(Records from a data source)

PR #1949, opened 2026-05-07
QVAC-18181 feat[api]: introduce request lifecycle primitives with signal-based cancel

simon-iribarren:

The SDK had no first-class request lifecycle primitive, so cancellation and cleanup logic was fragmented across features.

- Made targeted cancellation hard (only broad model-wide cancel existed)
- Let stale cancellation bookkeeping drift from real addon state
- Increased risk of resource leaks and inconsistent KV-cache accounting in long-running completion streams

## 📝 How does it solve it?

- Introduces runtime primitives for request lifecycle management:
  - `DisposableScope` (LIFO deferred cleanup, async dispose, error aggregation)
  - `RequestContext` and `RequestRegistry` (begin/get/list/end/cancel/cancelAll)
  - Worker singleton registry + server request-id generator fallback
- Wires llama.cpp completion stream through registry-managed request contexts using signal-based cancellation (`AbortSignal`)
- Adds client-generated `requestId` on completion runs and propagates it through schemas/events
- Extends cancel API with `cancel({ requestId })`; preserves `cancel({ modelId })` broad-cancel semantics via registry routing
- Removes legacy cancel-counter tracking from KV-cache state and updates tests/examples accordingly

## 🧪 How was it tested?

- `bun run lint`
- `bun run typecheck`
- `bun run build`
- `bun run test:unit` (668/668 passing)
- Added unit tests for runtime primitives:
  - `packages/sdk/test/unit/runtime/disposable-scope.test.ts`
  - `packages/sdk/test/unit/runtime/request-registry.test.ts`

## 🔌 API Changes

```ts
const run = sdk.completion({ model: "...", prompt: "..." });

// requestId is available immediately on the run handle
const requestId = run.requestId;

// new targeted cancellation path
await sdk.cancel({ requestId });

// existing broad-cancel escape hatch remains
await sdk.cancel({ modelId: "my-model-id" });
```


packages/sdk/server/bare/ops/cancel.ts
```diff
@@ -4,24 +4,65 @@ import {
...
 
-  if (model.addon && model.addon.cancel) {
-    await model.addon.cancel();
+  // No registry match: a request kind whose handler hasn't been migrated
+  // onto `registry.begin(...)` yet (everything except llama.cpp
+  // completion in 0.11.0). Fire the addon-level cancel directly so the
+  // pre-registry behavior is preserved.
+  const addon = model.addon;
+  if (addon?.cancel) {
+    void addon.cancel.call(addon);
```
yuranich: `void addon.cancel.call(addon)` drops the `await` the pre-PR code had. Combined with `cancelHandler` not awaiting `cancel()` either, the cancel RPC for embeddings / transcription / translation / decoder / OCR / TTS now resolves before the addon has acknowledged — which is exactly the wire contract 513bb9e's commit message promised the fallback would preserve. Make `cancel()` async and `await addon.cancel.call(addon)` here.

packages/sdk/server/rpc/handlers/cancelHandler.ts
```diff
@@ -5,19 +5,33 @@ import {
...
 const logger = getServerLogger();
 
-export async function cancelHandler(
+export function cancelHandler(
   request: CancelRequest,
 ): Promise<CancelResponse> {
   try {
     switch (request.operation) {
       case "inference":
+        cancel({ modelId: request.modelId }, { kind: "completion" });
```
yuranich: Pair-fix for `server/bare/ops/cancel.ts:55`: if `cancel()` becomes async to restore the addon-level await for non-migrated handlers, both `case "inference"` and `case "embeddings"` need `await cancel(...)` so the await actually propagates to the RPC response.

packages/sdk/server/bare/runtime/request-registry.ts
```diff
@@ -0,0 +1,257 @@
...
+    if (entry.scope.disposed) return;
+    entry.ctx.state = outcome;
+    entry.detachParent();
+    // Pull the entry out before unwinding so observers (e.g. a `cancel(...)`
+    // racing with dispose) don't see a half-disposed context.
+    entries.delete(entry.ctx.requestId);
+    await entry.scope[Symbol.asyncDispose]();
+  }
+
+  function begin(opts: BeginOpts): ManagedRequestContext {
```
yuranich, line 147: Non-blocking observation: synchronous `requestId` exposure is a deliberate design property per the M1–M3 pitch, but combined with `cancelHandler` returning `success: true` on a no-match, a same-tick `cancel({ requestId: run.requestId })` silently fails — a Stop-button race that's hard to debug downstream. Worth tracking for M2 — e.g. registry keeps a small bounded "cancelled-before-begin" set that `begin(...)` checks, or `cancelHandler` surfaces `matched` so clients can detect the 0-match case.

packages/sdk/server/bare/plugins/llamacpp-completion/ops/completion-stream.ts
```diff
@@ -471,6 +490,30 @@ export async function* completion(
...
+  // Best-effort fire-and-forget: the addon's cancel resolves quickly and
+  // we can't await it from inside an event listener; the iterator below
+  // will see EOF/empty tokens once the C++ side returns.
+  const onAbort = () => {
+    const addon = model.addon;
+    if (addon?.cancel) {
+      void addon.cancel.call(addon);
+    }
+  };
+  signal.addEventListener("abort", onAbort, { once: true });
```
yuranich, line 514: Nit: listener never removed on the happy path. Fine in practice (signal is GC'd with the registry entry on dispose) but a `try { ... } finally { signal.removeEventListener("abort", onAbort) }` around the iterator loop would mirror the registry's own `detachParent` discipline and stop relying on GC for cleanup.

yuranich (changes requested):
Solid foundational work — primitives are well-shaped (LIFO disposal, error aggregation, idempotent dispose, `parentSignal` composition with explicit `detachParent`), and retiring the per-model cancel-counter for a single signal-driven source of truth is a clean win. Follow-up commits already cover the obvious Bare/Expo gotchas (`AbortController` import, `Symbol.asyncDispose` module-load guard, pre-aborted signal handling).

One blocking item: the M1 compat fallback in `server/bare/ops/cancel.ts` does `void addon.cancel.call(addon)` and `cancelHandler` doesn't await `cancel()`, so the cancel RPC for embeddings / transcription / translation / decoder / OCR / TTS now resolves before the addon has acknowledged — which is exactly the wire contract 513bb9e's commit message promised the fallback would preserve until M3b/c migrate those handlers. Two-line fix across the two files (see line comments).

Plus one design observation on the synchronous-`requestId` race (non-blocking, worth tracking for M2's typed cancel outcomes) and one listener-cleanup nit.

Test gaps worth filling on the way:
- `parentSignal` `detachParent` removal (the listener-accumulation failure mode `detachParent` exists to prevent).
- The documented same-tick cancel-before-begin race.

packages/sdk/server/rpc/handlers/cancelHandler.ts
```diff
@@ -32,16 +46,16 @@ export async function cancelHandler(
       }
     }
```
opaninakuffo, line 71: suggestion: lock the switch down with an exhaustive default so a future op can't silently no-op.

packages/sdk/server/bare/plugins/llamacpp-completion/ops/completion-stream.ts
```diff
@@ -471,6 +490,30 @@ export async function* completion(
...
+  // SDK still treats `signal.aborted` as the truth for cancel detection
+  // (post-completion bookkeeping below) — this listener only shortens
+  // the latency between "user clicked stop" and "addon stops decoding".
+  // Best-effort fire-and-forget: the addon's cancel resolves quickly and
+  // we can't await it from inside an event listener; the iterator below
+  // will see EOF/empty tokens once the C++ side returns.
+  const onAbort = () => {
+    const addon = model.addon;
+    if (addon?.cancel) {
+      void addon.cancel.call(addon);
```
opaninakuffo: nit: addon.cancel can reject; void swallows it as an unhandledRejection. same pattern in same pattern in `server/bare/ops/cancel.ts:55`

opaninakuffo:
nice piece of work @simon-iribarren. `RequestRegistry` + `DisposableScope` is the right primitive to land before embeddings/transcribe/etc. get migrated, and retiring the per-model cancel counter for a real `AbortSignal` reads much cleaner. doc comments throughout do a great job explaining the *why*, especially the module-load guard on `Symbol.asyncDispose` and the registry-miss fallback in `server/bare/ops/cancel.ts`. wire compatibility (`requestId` optional + server-generated fallback) is thoughtful too.

my comments were mostly defensive, nothing blocking.

packages/sdk/server/bare/ops/cancel.ts
simon-iribarren: Fixed in 709008e45 — `cancel()` is async again and the fallback path now `await addon.cancel.call(addon)` so the RPC for non-migrated handlers (embeddings / transcription / translation / decoder / OCR / TTS) waits on the addon ack again. Dropping the await in the previous round was an over-correction to silence an ESLint `require-await` warning — apologies for the regression.

packages/sdk/server/rpc/handlers/cancelHandler.ts
simon-iribarren: Paired in 709008e45 — `cancelHandler` is `async` again and both `case "inference"` and `case "embeddings"` use `await cancel(...)` so the addon ack propagates to the RPC response. Returns the response object directly instead of `Promise.resolve(...)` now.

packages/sdk/server/bare/runtime/request-registry.ts
simon-iribarren: Agreed — keeping M1 surface unchanged but tracked the Stop-button race in M2 scope on [`pitch-2-tasks.md`](https://github.com/tetherto/qvac/blob/feat/qvac-18181-request-lifecycle-primitives/tasks/release-0.11.0-planning/pitch-2-tasks.md). The surface choice you proposed (bounded "cancelled-before-begin" set in registry consulted by `begin(...)`, **or** `cancelHandler` surfacing `matched: boolean` so clients can detect 0-match) lands as part of D5 in M2.

Also added a unit test in 709008e45 — `registry: same-tick cancel-before-begin returns 0 and does not retroactively abort the later begin()` — that pins the current M1 contract so the M2 change has a tripwire.

packages/sdk/server/bare/plugins/llamacpp-completion/ops/completion-stream.ts
simon-iribarren: Done in 709008e45 — wrapped the body after the listener registration in `try { ... } finally { signal.removeEventListener("abort", onAbort) }`. `{ once: true }` already auto-removes if the signal fires, so the finally is the cleanup hook for the signal-never-fired path only. Mirrors the registry's `detachParent` discipline — your framing.

Heads-up on the diff: the `try` wrap re-indented ~230 lines of the function body via Prettier. Semantically minimal but the diff is large.

While on the listener-cleanup discipline topic — also added the `parentSignal` `detachParent` removal test you flagged in the summary: `registry: end() detaches parent listener so long-lived parents don't accumulate listeners` monkey-patches add/remove counts on a parent and asserts `adds == removes == 5` across 5 begin/end cycles. Pins the discipline.

packages/sdk/server/rpc/handlers/cancelHandler.ts
simon-iribarren: Done in e70c46e36 — added an exhaustive `default` to the switch:

```ts
default: {
  const _exhaustive: never = request;
  void _exhaustive;
  const op = (request as { operation?: string }).operation ?? "unknown";
  logger.error(`[cancel] unhandled cancel operation: ${op}`);
  return {
    type: "cancel",
    success: false,
    error: `Unhandled cancel operation: ${op}`,
  };
}
```

A new `CancelRequest` operation that doesn't add a case here now (a) fails the TS build via the `never` assignment, and (b) at runtime would surface as `success: false` with a descriptive error instead of the previous silent `success: true`. Kept the branch typed (no `throw new Error(...)`) so the no-plain-Error rule in `error-handling.mdc` is respected — the response shape carries the failure across the RPC.

packages/sdk/server/bare/plugins/llamacpp-completion/ops/completion-stream.ts
simon-iribarren: Done in e70c46e36 — swapped `void` for `.catch(...)` in the `onAbort` listener:

```ts
const onAbort = () => {
  const addon = model.addon;
  if (addon?.cancel) {
    addon.cancel.call(addon).catch((err: unknown) => {
      logger.warn(
        `[cancel] addon.cancel() rejected during abort for modelId=${modelId}: ${err instanceof Error ? err.message : String(err)}`,
      );
    });
  }
};
```

Listener is still fire-and-forget by construction (we can't `await` inside an event listener), but a rejection from `addon.cancel()` is now logged instead of dangling as an unhandledRejection.

On the second half of your comment — the `server/bare/ops/cancel.ts:55` mirror was actually fixed earlier in 709008e45 by going back to `await addon.cancel.call(addon)` in the fallback (the `void` you saw there was a regression from my round-2 ESLint-driven overcorrection). So that file is now using `await` in the broad-cancel fallback path, and this listener-level fix in `completion-stream.ts` closes the only remaining `void`-on-Promise pattern in the cancel path. Good catch — between the two files this is the same anti-pattern in two flavors (fire-and-forget vs. should-have-been-awaited) and both are addressed now.

opaninakuffo (approved):

yuranich (approved):
All comments addressed in 709008e4 + e70c46e3 — the addon-cancel `await` is restored on both layers, the listener-cleanup `try/finally` is in, the same-tick race is tracked for M2 with a tripwire test on the M1 contract, and the `parentSignal` detach test is added. Thanks for the careful follow-ups.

INSTRUCTIONS FOR THE TASK: Repeat word for word every line from the start of the entries to the line holding "The SDK had", inclusive, and nothing else.

ANSWER SPACE:
PR #1949, opened 2026-05-07
QVAC-18181 feat[api]: introduce request lifecycle primitives with signal-based cancel

simon-iribarren:

The SDK had no first-class request lifecycle primitive, so cancellation and cleanup logic was fragmented across features.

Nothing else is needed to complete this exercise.